PR #725, opened 2023-09-04
feat(editor): support use tags to filter data source

tanbowensg:
### Feature
Support categorizing DataSources using Tags.

https://github.com/smartxworks/sunmao-ui/assets/12260952/ead0f725-937a-4c40-8899-07655a2b7775

### Storage
The data is stored in the metadata of the Application Schema, look like: 

截屏2023-09-04 下午6 11 19

To add a new Tag, you can directly modify the Schema and add a new key in the `componentsTagMap` with an `[]` as the value.

### DIFF
--- a/packages/editor/src/components/DataSource/DataSourceList.tsx
+++ b/packages/editor/src/components/DataSource/DataSourceList.tsx
@@ -1,4 +1,4 @@
-import React, { useCallback, useMemo } from 'react';
+import React, { useCallback, useMemo, useState } from 'react';
 import {
   VStack,
   Spacer,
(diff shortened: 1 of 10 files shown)


packages/editor/src/components/DataSource/DataSourceList.tsx
```diff
@@ -30,8 +31,25 @@ export const DataSourceList: React.FC<Props> = props => {
...
+  const filteredDataSources = useMemo(() => {
+    if (!tagMap || checkedTags.length === 0) {
+      return dataSources;
+    }
+
+    const dataSourceIds = checkedTags.reduce<string[]>((result, curr) => {
+      return result.concat(tagMap[curr]);
+    }, []);
+
+    return uniq(dataSourceIds)
```
MrWindlike: Maybe change it to something like this to be more simple and clear:
```js
return dataSources.filter(ds=> dataSourceIds.includes(ds.id));
```

MrWindlike (approved):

....

WHAT THE EXERCISE ASKS = Which lines above include the string "packages"? Show them.

WRITTEN RESPONSE =
--- a/packages/editor/src/components/DataSource/DataSourceList.tsx
+++ b/packages/editor/src/components/DataSource/DataSourceList.tsx
packages/editor/src/components/DataSource/DataSourceList.tsx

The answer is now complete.